Make the image stream available to all the namespaces used for tests. This is required to allow the tests namespaces to fetch the images from the cnf-tests image stream. Run the following commands:

$ oc policy add-role-to-user system:image-puller system:serviceaccount:cnf-features-testing:default --namespace=cnftests

$ oc policy add-role-to-user system:image-puller system:serviceaccount:performance-addon-operators-testing:default --namespace=cnftests

Retrieve the docker secret name and auth token by running the following commands:

$ SECRET=$(oc -n cnftests get secret | grep builder-docker | awk {'print $1'}

$ TOKEN=$(oc -n cnftests get secret $SECRET -o jsonpath="{.data['\.dockercfg']}" | base64 --decode | jq '.["image-registry.openshift-image-registry.svc:5000"].auth')

Create a dockerauth.json file, for example:

$ echo "{\"auths\": { \"$REGISTRY\": { \"auth\": $TOKEN } }}" > dockerauth.json

Do the image mirroring:

$ podman run -v $(pwd)/:/kubeconfig:Z -e KUBECONFIG=/kubeconfig/kubeconfig \
registry.redhat.io/openshift4/cnf-tests-rhel8:4.8 \
/usr/bin/mirror -registry $REGISTRY/cnftests |  oc image mirror --insecure=true \
-a=$(pwd)/dockerauth.json -f -

Run the tests:

$ podman run -v $(pwd)/:/kubeconfig:Z -e KUBECONFIG=/kubeconfig/kubeconfig \
-e DISCOVERY_MODE=true -e IMAGE_REGISTRY=image-registry.openshift-image-registry.svc:5000/cnftests \
cnf-tests-local:latest /usr/bin/test-run.sh -ginkgo.focus="\[performance\]\ Latency\ Test"

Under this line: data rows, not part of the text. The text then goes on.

PR #981, opened 2021-12-18
GH-555 Support plugins

dzikoysk:


dzikoysk:
Todo:
- Topological sort algorithm impl to resolve dependnecies 
- `ReposilitePlugin` instance loader
- File based list of plugins in JAR
  - In the future: Annotation processor
- JAR loader
- Event based registration of commands

dzikoysk:
TODO: Use parent gradle wrapper instead of the old `./reposilite-backend` one

Issue #1011, opened 2021-12-30
Support PAC4J security engine


dzikoysk:
### Request details

https://www.pac4j.org:

* https://github.com/dzikoysk/reposilite/issues/924
* https://github.com/dzikoysk/reposilite/issues/1009

EthanDevelops:
https://github.com/pac4j/javalin-pac4j

dzikoysk:
Ok, so I've made some research about it and I see some issues related to this topic. 

The first one is just the type of authentication form. Currently, Reposilite (and pretty much all microservice-like apps) uses stateless API to communicate between client (e.g. frontend, maven, external apps) and server (one or more instances).

![stateless](https://user-images.githubusercontent.com/4235722/150143228-fdbe763f-27eb-448e-a29d-effb3509a88e.png)

In pac4j it's pretty much represented by direct clients and there are authenticators that works this way:

![authenticators](https://user-images.githubusercontent.com/4235722/150143624-ff0bd898-436a-471f-8930-9c0c1413694a.png)

Speaking of OAuth based services, OIDC and in general all indirect clients:

![session](https://user-images.githubusercontent.com/4235722/150143882-ed52af6e-f9b6-4030-a592-ed87af94439e.png)

The indirect mechanism requires session to store authentication related stuff secured:

![session clients](https://user-images.githubusercontent.com/4235722/150144111-cad9e900-af1e-47db-92a5-634b53d55a84.png)

Because we can't really use session, that's just not an option for us. Of course, the OAuth implementation can expose JWT token and it could be up to the client to properly handle it, but to be honest, what's the benefit of this feature anyway then?

What's the real scenario of using alternative auth method, despite of easier logging to web ui, I guess there is no real benefit of it as it doesn't really work with Maven itself. 🤔

pauliesnug:
@dzikoysk You could try looking into https://docs.gradle.org/current/userguide/declaring_repositories.html#sub:http-header-auth, since this would allow for PAC4J tokens and credentials to be passed as HTTP headers. This could allow for a custom Gradle plugin that allows for OAuth2-handled Maven publishing!

dzikoysk:
When we were talking about this feature, Reposilite only had access tokens. In 4.x I'm going to add a regular user system, so it makes sense to provide OAuth - it'll be easier to manage people in the organization. In such case, each user would generate their access tokens in the UI, so I guess it's no longer an issue 😅

pauliesnug:
[...]

PR #1014, opened 2021-12-30
GH-1011 Add Pac4J auth.

EthanDevelops:
#1011


dzikoysk:
Btw I'm not sure if we want to use this Javalin extension, it's mostly about authenticating request using `before` handler and we should probably handle it through `AuthenticationFacade` manually to avoid this kind of `before` -> `get` flow 🤔

EthanDevelops:
We could adapt the core library to the current auth system.

EthanDevelops:
Tags request:
dependencies, security, and java

dzikoysk:
In most cases we don't tag PRs, it's the responsibility of issue to properly address conversation. I'll add security tag tho :)

dzikoysk:
#1032 can affect this also

dzikoysk:
Hey @EthanDevelops, what's the status of this PR? :)

EthanDevelops:
Hey! It’s a bit stale at the moment because I think that the current auth implementation would be pretty hard to make work with Pac4j. Maybe the auth for the website could use some sort of OAuth system that would be verified in the backend. Maybe an API key solution could work?

dzikoysk:
Not sure how it works yet, I guess that this feature might be breaking as I thought, so we need to take care of this before release of stable 3.x. I'll try to read some pac4j docs this week.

Mirroring a different set of test images

You can optionally change the default upstream images that are mirrored for the latency tests.

Procedure

The mirror command tries to mirror the upstream images by default. This can be overridden by passing a file with the following format to the image:
```
[
    {
        "registry": "public.registry.io:5000",
        "image": "imageforcnftests:4.8"
    }
]
```

Pass the file to the mirror command, for example saving it locally as images.json. With the following command, the local path is mounted in /kubeconfig inside the container and that can be passed to the mirror command.

$ podman run -v $(pwd)/:/kubeconfig:Z -e KUBECONFIG=/kubeconfig/kubeconfig \
registry.redhat.io/openshift4/cnf-tests-rhel8:v4.8 /usr/bin/mirror \
--registry "my.local.registry:5000/" --images "/kubeconfig/images.json" \
|  oc image mirror -f -

Troubleshooting errors with the cnf-tests container

To run latency tests, the cluster must be accessible from within the cnf-tests container.

Prerequisites

You have installed the OpenShift CLI (oc).
You have logged in as a user with cluster-admin privileges.

Procedure

Verify that the cluster is accessible from inside the cnf-tests container by running the following command:
```
$ podman run -v $(pwd)/:/kubeconfig:Z -e KUBECONFIG=/kubeconfig/kubeconfig \
registry.redhat.io/openshift4/cnf-tests-rhel8:v4.8 \
oc get nodes
```
If this command does not work, an error related to spanning across DNS, MTU size, or firewall access might be occurring.